PR #5715, opened 2022-03-09
add dashboard refresh permissions

adamzwakk:

- [ ] Refactor
- [x] Feature
- [ ] Bug Fix
- [ ] New Alert Destination
- [ ] Other

## Description
We had a user make a dashboard with ~70 widgets that when refreshed, it would cause a DB/resource hog. Since all the data was "static", it didn't need a refresh since there were no parameters/dates involved. 

I decided to give the option of checkbox which enable/disables the refresh controls for public users, with the dashboard owner still being able to refresh regardless of the option. That way users can't mash F5 for a query heavy dashboard. The option also defaults to true on new dashboards, so existing flow isn't interrupted.

I ended up storing this value per dashboard in the `options` column in the dashboards table, if there is a better place for this let me know :)

image


susodapop:
Thanks for your contribution. As this is a front-end change, are you able to add a cypress test for this behaviour?

susodapop:
I'm closing this PR per our [contributing doc](https://github.com/getredash/redash/blob/master/CONTRIBUTING.md#initial-review-1-week) since it's missing tests. Happy to review this if you'd like to re-open and add tests for the behaviour. Feel free to ping me if you need guidance for this.

PR #5731, opened 2022-04-08
fix pyathena version

kzk-maeda:
## What type of PR is this? 

- [x] Bug Fix

## Description

When I build redash with latest version of PyAthena, it seems not to be run query to Athena( including test connection ).
So I'd like to lock it  in the use within same major version.

image

image

## How is this tested?

- [x] Manually

- Build locally
- Add DataSource using Athena
- Run Test connection and confirm success
- Run some query and confirm success

I found the same error log as the link below.

- https://discuss.redash.io/t/redash-datasource-connection-test-fails/9989

### DIFF
--- a/requirements_all_ds.txt
+++ b/requirements_all_ds.txt
@@ -21,7 +21,7 @@ cassandra-driver==3.21.0
 memsql==3.0.0
 atsd_client==3.0.5
 simple_salesforce==0.74.3
-PyAthena>=1.5.0
+PyAthena>=1.5.0,<=1.11.5
 pymapd==0.19.0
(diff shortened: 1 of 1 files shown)


kzk-maeda:
I guess I've not changed UI at all, but it seems that some visual regression tests are failed.
What should I care about?

susodapop:
Thanks for this PR! I'm not worried about the percy failures. I had a peek and it appears to be infra based and not a change from this PR.

susodapop:
This change is rolled into #5741 which we plan to merge shortly.

PR #5734, opened 2022-04-12
Bugfix: Not returning mongodb collection in case Redash can't get a sample data.

### LINKED ISSUE #5733: Error to load MongoDB collections
### Issue Summary

When you create a Mongodb data source using a mongodb user which has access to a databse but doesn't have privileges to find records in a specific collection under the database, redash can't refresh the schema as it tried to get a data sample even though the user doesn't have access to the collection, that probably happens because the command list_collections returns a list of all collections regardless if the user has access to its data or not.

### Steps to Reproduce

1. Create a role in mongodb and give access only to certain collections.
2. Create a user in mongodb and assign the previous role to it.
3. Create a data source in redash.
4. Try selecting the newly created data source in the query page.

### Technical details:

* Redash Version: 10.1.0
* Browser/OS: Any
* How did you install Redash: Tried with Helm chart and aws market place

leandro-lorenzini:
## What type of PR is this? 

- [X] Bug Fix

## Description
Not returning mongodb collection in case Redash can't get a sample data. Message “Can’t refresh schema” was being displayed before.
This issue will more likely happen when a mongodb user has privileges to list collections but doesn’t have privilege to find documents in one or more collections.

## How is this tested?

- [X] Manually

Created a new data source and tried to refresh the list of collections

Closes #5733

### DIFF
--- a/redash/query_runner/mongodb.py
+++ b/redash/query_runner/mongodb.py
@@ -221,15 +221,21 @@ class MongoDB(BaseQueryRunner):
         # document written.
         collection_is_a_view = self._is_collection_a_view(db, collection_name)
         documents_sample = []
-        if collection_is_a_view:
-            for d in db[collection_name].find().limit(2):
-                documents_sample.append(d)
-        else:
-            for d in db[collection_name].find().sort([("$natural", 1)]).limit(1):
-                documents_sample.append(d)
+        try:
+            if collection_is_a_view:
+                for d in db[collection_name].find().limit(2):
+                    documents_sample.append(d)
+            else:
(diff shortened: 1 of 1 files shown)


susodapop:
Can you update the PR description to indicate what exactly the prior behaviour looked like? Is it just a generic error message?

leandro-lorenzini:
Hey @susodapop,
Yes, it was a generic message saying “Could not refresh schema”, I tried checking the logs, but couldn’t find any specific error there neither.

susodapop (approved):
LGTM. Thanks so much for this contribution!

PR #5735, opened 2022-04-14
Change new data source group attachment

leandro-lorenzini:
## What type of PR is this? 

- [x] Refactor

## Description
As both data sources and  new users are automatically added to the default group (at least when using SAML authentication), the creation of more groups would be silly as everyone would have access to all data sources anyway. So an idea would be to attach new data sources to the admin group instead.

## How is this tested?

- [x] Manually

Created a new data source and checked to which group it was assigned to.

### DIFF
--- a/redash/models/__init__.py
+++ b/redash/models/__init__.py
@@ -152,7 +152,7 @@ class DataSource(BelongsToOrgMixin, db.Model):
     def create_with_group(cls, *args, **kwargs):
         data_source = cls(*args, **kwargs)
         data_source_group = DataSourceGroup(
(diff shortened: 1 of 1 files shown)


susodapop:
Can we gate this behind an environment variable so that admins can opt-in to this behaviour?

susodapop (changes requested):
Let's control this with an environment variable so that the existing behaviour is still the default, but admins can modify it.

susodapop:
Closing this PR for inactivity. Feel free to reopen if you'd like to pick this up in the future.

arikfr:

PR #5657, opened 2021-11-26
snowflake: add option to lowercase column names

susodapop:
## What type of PR is this? (check all applicable)

- [x] Feature

## Description

This PR ports a feature from the app.redash.io snowflake query runner: an option to automatically lowercase column names returned by snowflake. This is important for users migrating from app.redash.io to OSS with `redash-migrate` because otherwise their visualisations won't work.

## Related Tickets & Documents

https://discuss.redash.io/t/sso-version-does-not-include-lower-case-column-names-in-results-when-connecting-with-snowflake/9470

## Mobile & Desktop Screenshots/Recordings (if there are UI changes)
CleanShot 2021-11-25 at 22 13 58@2x

CleanShot 2021-11-25 at 22 15 15@2x

PR #5736, opened 2022-04-15
Update to formatSimpleTemplate to allow input in any case for Snowflake users

matthew-smith-miller:
## What type of PR is this? 
- [X] Bug Fix

## Description
In the chart builder, the user is instructed that they may reference any column value with `{{ column_name }}` syntax:

However, since our company uses Redash on top of Snowflake the input must be capitalized, or it will not work:

**Doesn't work:**

**Works:**

This update to the formatSimpleTemplate() attempts to retrieve a column value with `prop` as before, and as a backup tries with `propUpper`, a capitalized version. This should fix the issue for any other users who use Snowflake.

## How is this tested?
- [X] N/A

### DIFF
--- a/viz-lib/src/lib/value-format.tsx
+++ b/viz-lib/src/lib/value-format.tsx
@@ -89,8 +89,9 @@ export function formatSimpleTemplate(str: any, data: any) {
     return "";
   }
   return str.replace(/{{\s*([^\s]+?)\s*}}/g, (match, prop) => {
-    if (hasOwnProperty.call(data, prop) && !isUndefined(data[prop])) {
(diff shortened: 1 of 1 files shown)


susodapop:
Thanks for this contribution! Just checking ahead of time: would the change in https://github.com/getredash/redash/pull/5657 cover this use case?

matthew-smith-miller:
@susodapop Sorry for delay. I'm not sure -- need to look into it a bit more.

susodapop:
No worries. When you have a chance please examine whether #5657 can resolve your need. Else we can reopen and do a full review.

PR #5737, opened 2022-04-19
Update dependencies

aaronrosenthal:
## What type of PR is this? 

- [ ] Refactor
- [ ] Feature
- [ ] Bug Fix
- [ ] New Alert Destination
- [x] Other

## Description

Updating dependencies to significantly lower the number of vulnerabilities reported by yarn audit. Mostly this only required a few parts of the code moving away to not get errors during the tsc build step.

This also updates axios due to a high security vulnerability and plotly.js to latest version. I did not see any breaking changes in the plotly.js changelog.

## How is this tested?

- [ ] E2E Tests (Cypress)
- [x] Manually
- [ ] N/A

I used the application for a while and observed no change in behavior.


susodapop:
Have you confirmed that the front-end tests pass with these changes? I'm seeing lots of red under the build checks and want to make sure this works on your machine before I try debugging cypress in CircleCI.

aaronrosenthal:
Yes, it looks like some Typescript errors were happening that I can't  fully understand. I temporarily disabled them and that got me more meaningful test results which I can work through, but it may be more involved than I thought...

Some of the snapshot tests were failing for what seems like harmless issues (for example Snapshot having className="" but Received not having that) There are a lot of snapshot fails like this too:

```
                   <span
                        className="ant-radio-button-inner"
    @@ -83,10 +86,13 @@
                    className=""
                    defaultChecked={false}
                    onBlur={[Function]}
                    onChange={[Function]}
                    onFocus={[Function]}
    +               onKeyDown={[Function]}
    +               onKeyPress={[Function]}
    +               onKeyUp={[Function]}
                    prefixCls="ant-radio-button"
                    style={Object {}}
                    type="radio"
                    value="Mon"
                  >
 ```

---------------

**REQUIRED WORK**
Repeat exactly the lines from the first line of the records above through the line containing "Thanks for your", both included, and nothing else.

**EXPECTED ANSWER**
PR #5715, opened 2022-03-09
add dashboard refresh permissions

adamzwakk:

- [ ] Refactor
- [x] Feature
- [ ] Bug Fix
- [ ] New Alert Destination
- [ ] Other

## Description
We had a user make a dashboard with ~70 widgets that when refreshed, it would cause a DB/resource hog. Since all the data was "static", it didn't need a refresh since there were no parameters/dates involved. 

I decided to give the option of checkbox which enable/disables the refresh controls for public users, with the dashboard owner still being able to refresh regardless of the option. That way users can't mash F5 for a query heavy dashboard. The option also defaults to true on new dashboards, so existing flow isn't interrupted.

I ended up storing this value per dashboard in the `options` column in the dashboards table, if there is a better place for this let me know :)

image


susodapop:
Thanks for your contribution. As this is a front-end change, are you able to add a cypress test for this behaviour?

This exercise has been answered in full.